People started miraculously staggering out of a makeshift bomb shelter Thursday morning under a theater in the southeastern Ukrainian city of Mariupol, where hundreds of Ukrainian citizens had been sheltering when it was reportedly struck by Russian forces on Wednesday.
The spokesperson for Ukrainian President Volodymyr Zelensky tweeted the good news Thursday morning. “The bomb shelter in Mariupol Drama Theatre has survived the brutal Russian missile,” Iuliia Mendel posted Thursday. “At least, majority stayed alive after bombing. People are getting out from the rubble.”
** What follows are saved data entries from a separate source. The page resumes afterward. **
PR #1967, opened 2025-10-09
Add GFM.1.5.1, GFM.1.5.2, GFM.1.5.3 and GFM.1.5.5

derekgengenbacher-wf:
#### Reason for change
- Added GFM.1.5.1
- Added GFM.1.5.2
- Added GFM.1.5.3
- Added GFM.1.5.5

#### Steps to Test
- CI

**review**:
@Arelle/arelle

### DIFF
--- a/tests/integration_tests/validation/conformance_suite_configurations/edinet.py
+++ b/tests/integration_tests/validation/conformance_suite_configurations/edinet.py
@@ -158,16 +158,6 @@ ADDITIONAL_INVALID_ERRORS = {
     "EC5700W.GFM.1.2.13/index.xml:invalid01": {
         "EDINET.EC5700W.GFM.1.1.3": 1,
     },
-    "EC5700W.GFM.1.5.1/index.xml:invalid01": {
-        "EDINET.EC5700W.GFM.1.5.3": 1,
-    },
-    "EC5700W.GFM.1.5.6/index.xml:invalid01": {
-        "EDINET.EC5700W.GFM.1.5.3": 1,
-        "EDINET.EC5700W.GFM.1.5.5": 1,
-    },
-    "EC5700W.GFM.1.5.10/index.xml:invalid01": {
-        "EDINET.EC5700W.GFM.1.5.3": 1,
-    },
     "EC5700W.GFM.1.7.3/index.xml:invalid01": {
         "EDINET.EC5700W.GFM.1.7.5": 1,
     },
@@ -180,9 +170,6 @@ ADDITIONAL_INVALID_ERRORS = {
         "EDINET.EC2002W": 1,
         "EDINET.EC5700W.GFM.1.8.4": 2,
         "xbrl.5.1.4.3:cycles": 1,
-    },
-    "EC5710W.FRTA.2.1.10/index.xml:invalid01": {
-        "EDINET.EC5700W.GFM.1.5.1": 1,
     },
     "EC5806E/index.xml:invalid01": {
         # Instance duplicated means table of contents are included twice.
--- a/tests/resources/conformance_suites/edinet/EC5700W.GFM.1.5.1/index.xml
+++ b/tests/resources/conformance_suites/edinet/EC5700W.GFM.1.5.1/index.xml
@@ -19,6 +19,7 @@
         </data>
         <result>
             <warning>EDINET.EC5700W.GFM.1.5.1</warning>
+            <warning>EDINET.EC5700W.GFM.1.5.3</warning>
         </result>
     </variation>
 </testcase>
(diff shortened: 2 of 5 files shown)


arelle/plugin/validate/EDINET/rules/frta.py
```diff
@@ -70,7 +70,7 @@ def rule_frta_2_1_10(
             errors.append(concept)
     if len(errors) > 0:
         yield Validation.warning(
-            codes='EDINET.FRTA.2.1.10',  # Not associated with EC5710W code.
+            codes='EDINET.EC5710W.FRTA.2.1.10',  # Not associated with EC5710W code.
```
aaroncameron-wk: For whatever reason, [documentation](https://disclosure2dl.edinet-fsa.go.jp/guide/static/disclosure/download/ESE140307.pdf) does not link some of the FRTA codes with `EC5710W`, which is why it was left out here. I don't mind including it for consistency across our FRTA validations, but you can remove the comment here in that case.

arelle/plugin/validate/EDINET/PluginValidationDataExtension.py
```diff
@@ -60,6 +60,8 @@
     'https://www.w3.org/1999/xlink'
 ))
 
+LANG_ATTRIBUTE_VALUES = frozenset({'ja', 'jp', 'ja-jp', 'JA', 'JP', 'JA-JP'})
```
aaroncameron-wk: Nit: `Constants.py`

arelle/plugin/validate/EDINET/Constants.py
```diff
@@ -171,3 +171,6 @@ class AccountingStandard(Enum):
 # Context IDs for facts associated with Financial Statements
 # Example: Prior2YearDuration
 FINANCIAL_STATEMENT_CONTEXT_ID_PATTERN = regex.compile(rf'^{PATTERN_CONTEXT_RELATIVE_PERIOD}{PATTERN_CONTEXT_DURATION}.*')
+
+# Accepted language codes for Japan
+JAPAN_LANGUAGE_CODES = frozenset({'ja', 'jp', 'ja-jp', 'JA', 'JP', 'JA-JP'})
```
brettkail-wk, line 176: Pre-existing, but is this list defined somewhere?  `ja` and `ja-JP` seem like the only correct language tags in this list.

derekgengenbacher-wf: These are defined as the acceptable language codes in EDINET.EC1011E

tests/integration_tests/validation/conformance_suite_configurations/edinet.py
```diff
@@ -154,6 +158,16 @@
...
+    "EC5700W.GFM.1.5.1/index.xml:invalid01": {
+        "EDINET.EC5700W.GFM.1.5.3": 1,
+    },
+    "EC5700W.GFM.1.5.6/index.xml:invalid01": {
+        "EDINET.EC5700W.GFM.1.5.3": 1,
+        "EDINET.EC5700W.GFM.1.5.5": 1,
+    },
+    "EC5700W.GFM.1.5.10/index.xml:invalid01": {
+        "EDINET.EC5700W.GFM.1.5.3": 1,
+    },
```
aaroncameron-wk: If these are expected errors based on the contents of the filing, they should be in the conformance suite. These "expected additional errors" are more for errors that we suspect should not be firing for the testcase. 

The TOC validation codes like EC2002W, for example, are something I don't have a high level of confidence in yet, and since they fire on the "valid" documents, it'll be easier to just update this file rather than a hundred testcase files if a fix is made. I/we should probably leave comments here as well to explain why they're here rather than the suite.

derekgengenbacher-wf: Those are not expected errors based on the valid document. All of those rules deal specifically with various permutations of label existence and label languages. The documents of GFM.1.5.1, GFM.1.5.6 and GFM.1.5.10 have label issues in the English label linkbase which triggers GFM.1.5.3 to fire because the added bad labels dont also exist in Japanese. It was an oversight on my part that I didnt create the label issues in the default language linkbase instead of the English.

aaroncameron-wk: These additional errors are for when we suspect that a problem with _our implementation_, not the testcase, is causing them to fire.

If someone was to run their own software against this conformance suite, would we expect these errors to fire? If so, then they belong in the conformance suite. If the invalid GFM.1.5.1, GFM.1.5.6 and GFM.1.5.10 testcases clearly also violate GFM.1.5.3, then GFM.1.5.3 should be in the expected results in the conformance suite.

arelle/plugin/validate/EDINET/Constants.py
brettkail-wk: It seems useful to add that to a comment now that this is no longer defined in `rule_html_elements`.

The shocking attack drew global scorn overnight after satellite images captured just two days before the assault showed a massive sign on the ground near the church that reads “CHILDREN” in Russian, Reuters reported. On Tuesday, some 20,000 Ukrainian refugees were evacuated from the city, but it’s unclear whether that included any of the people who were reportedly inside the theater when it was bombed. Deputy Mayor Sergei Orlov told the BBC between 1,000 and 1,200 mostly women, children and elderly people had taken shelter there under increasingly dire conditions.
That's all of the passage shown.